WHAT THE EXERCISE ASKS: Search the data for the word "Flow" and copy every line where it occurs.

(RAW DATA)

PR #496, opened 2022-10-12
Update Flow Handler

### LINKED ISSUE #492: Flow Handler Updates
The following Flow handler updates should be considered. Please refer to this [doc](https://github.com/ns1labs/orb/wiki/Network-Traffic-Observability-using-Flow) for more details.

(End RAW DATA)

RESPONSE FOR THIS EXERCISE:
Update Flow Handler
### LINKED ISSUE #492: Flow Handler Updates
The following Flow handler updates should be considered. Please refer to this [doc](https://github.com/ns1labs/orb/wiki/Network-Traffic-Observability-using-Flow) for more details.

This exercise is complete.